■ **Data extract**
-- Opening Marker --

PR #5115, opened 2026-08-12
WIP: add RBAC testing to e2e suite

d2burkhalter:
Work in progress on adding role based access control to the e2e test suite starting with the global permissions. Added configs to keycloak for service accounts with different groups as well as human roles for local development. Added `auth_context` field to testspec to define what context to use when taking actions and `expectErrorCode` for actions denied when not authorized. Still working on how we want to define queues in testing because some persist between tests and other are created and destroyed for individual tests, would like everything to be defined within the testspec instead of using mage for setup but if it makes things too complicated. Also working on how we want to separate running the basic unauthorized tests and authorized tests since it will require updating the config that the services are run with and we are encountering wanting to modify the config for certain services within tests.


d2burkhalter:
@greptileai

d2burkhalter:
@greptileai

d2burkhalter:
@greptileai

PR #5118, opened 2026-08-13
Add auth-fake-executor profile for local development

nikola-jokic:
#### What type of PR is this?

Dev experience

makes it easier to test job transformations without running executor while still having auth logic.


d2burkhalter (approved):
LGTM

PR #5128, opened 2026-08-21
Simplfy how requestor is set in scheduler

JamesMurkin:
- Don't set UserId on sequence generated by the scheduler, as this can have the wrong user in the case multiple events happen at once that could set the user
   - Probably we should make all sequences generated by scheduler have user id "armada-scheduler" or just left blank as now
 - Use Deref as it is neater


nikola-jokic (approved):
Much better!

PR #5151, opened 2026-09-02
fix(lookout): use kubectl exec `--` separator in default command template

### LINKED ISSUE #5150: Lookout's default exec command template uses removed kubectl syntax
The COMMANDS pane in Lookout suggests an exec command of the form:

```
kubectl --context <cluster> -n <namespace> exec -it armada-<jobId>-0 /bin/sh
```

which comes from the default `commandSpecs` template in `config/lookout/config.yaml` (line 40 on current master) and `config/lookouthc/config.yaml` (line 36):

```yaml
template: "kubectl --context {{ runs[runs.length - 1].cluster }} -n {{ namespace }} exec -it armada-{{ jobId }}-0 /bin/sh"
```

Current kubectl rejects that form outright:

```
error: exec [POD] [COMMAND] is not supported anymore. Use exec [POD] -- [COMMAND] instead
See 'kubectl exec -h' for help and examples
```

The `exec [POD] [COMMAND]` syntax was deprecated and later removed from kubectl, so the suggested command fails on every recent kubectl release. The fix is inserting `--` before `/bin/sh` in both templates:

```yaml
template: "kubectl --context {{ runs[runs.length - 1].cluster }} -n {{ namespace }} exec -it armada-{{ jobId }}-0 -- /bin/sh"
```

Observed with the armada-operator kind quickstart (Lookout on :30000) and a current kubectl; the corrected command execs into the pod fine. (The `--context <cluster id>` part is understood to be by design, working when the operator names kubectl contexts after Armada cluster ids.)

pujitha24:
#### What type of PR is this?

Bug fix

Lookout's default "Exec" command template (in `config/lookout/config.yaml` and
`config/lookouthc/config.yaml`) generates a command of the form:

```
kubectl --context <cluster> -n <namespace> exec -it armada-<jobId>-0 /bin/sh
```

The `exec [POD] [COMMAND]` syntax (without `--` separating kubectl's own
arguments from the in-container command) was deprecated and has since been
removed from kubectl. Running the suggested command on any current kubectl
release fails with:

```
error: exec [POD] [COMMAND] is not supported anymore. Use exec [POD] -- [COMMAND] instead
```

This PR inserts `--` before `/bin/sh` in both templates so the generated
command uses the syntax current kubectl requires.

Fixes #

This is a two-line config change (one line per file) with no code paths
affected. Validation performed:
- `python3 -c "import yaml; yaml.safe_load(open(...))"` on both edited files
  to confirm they remain valid YAML.
- Repo-wide grep for the old template string and for other occurrences of
  `exec -it armada-` / `bin/sh` to confirm no other config file, doc, or test
  contains the same stale syntax.
- Confirmed no Go or TypeScript test hardcodes or snapshots this template
  string.

These files are default/example configs (used by the local dev quickstack)
and are not wired into any `go build`/`go test`/lint CI job, so there is no
additional local build/test command applicable beyond the YAML syntax check
above.

Fixes #5150

### DIFF
--- a/config/lookout/config.yaml
+++ b/config/lookout/config.yaml
@@ -37,7 +37,7 @@ uiConfig:
     - name: Logs
       template: "kubectl --context {{ runs[runs.length - 1].cluster }} -n {{ namespace }} logs armada-{{ jobId }}-0"
     - name: Exec
-      template: "kubectl --context {{ runs[runs.length - 1].cluster }} -n {{ namespace }} exec -it armada-{{ jobId }}-0 /bin/sh"
+      template: "kubectl --context {{ runs[runs.length - 1].cluster }} -n {{ namespace }} exec -it armada-{{ jobId }}-0 -- /bin/sh"
       descriptionMd: Execute a command on the job's container.
       alertMessageMd: |
         This will only work if the container is still running.
--- a/config/lookouthc/config.yaml
+++ b/config/lookouthc/config.yaml
@@ -33,7 +33,7 @@ uiConfig:
     - name: Logs
       template: "kubectl --context {{ runs[runs.length - 1].cluster }} -n {{ namespace }} logs armada-{{ jobId }}-0"
     - name: Exec
-      template: "kubectl --context {{ runs[runs.length - 1].cluster }} -n {{ namespace }} exec -it armada-{{ jobId }}-0 /bin/sh"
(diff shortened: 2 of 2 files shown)


dejanzele (approved):

nikola-jokic (approved):

nojaf:
Thanks everyone!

-- Closing Marker --

■ **Task directions**
Give back the lines of the data exactly as they are written, from the first line through the line containing "PR #5118, opened 2026-08-13".

■ **Completed exercise**
PR #5115, opened 2026-08-12
WIP: add RBAC testing to e2e suite

d2burkhalter:
Work in progress on adding role based access control to the e2e test suite starting with the global permissions. Added configs to keycloak for service accounts with different groups as well as human roles for local development. Added `auth_context` field to testspec to define what context to use when taking actions and `expectErrorCode` for actions denied when not authorized. Still working on how we want to define queues in testing because some persist between tests and other are created and destroyed for individual tests, would like everything to be defined within the testspec instead of using mage for setup but if it makes things too complicated. Also working on how we want to separate running the basic unauthorized tests and authorized tests since it will require updating the config that the services are run with and we are encountering wanting to modify the config for certain services within tests.


d2burkhalter:
@greptileai

d2burkhalter:
@greptileai

d2burkhalter:
@greptileai

PR #5118, opened 2026-08-13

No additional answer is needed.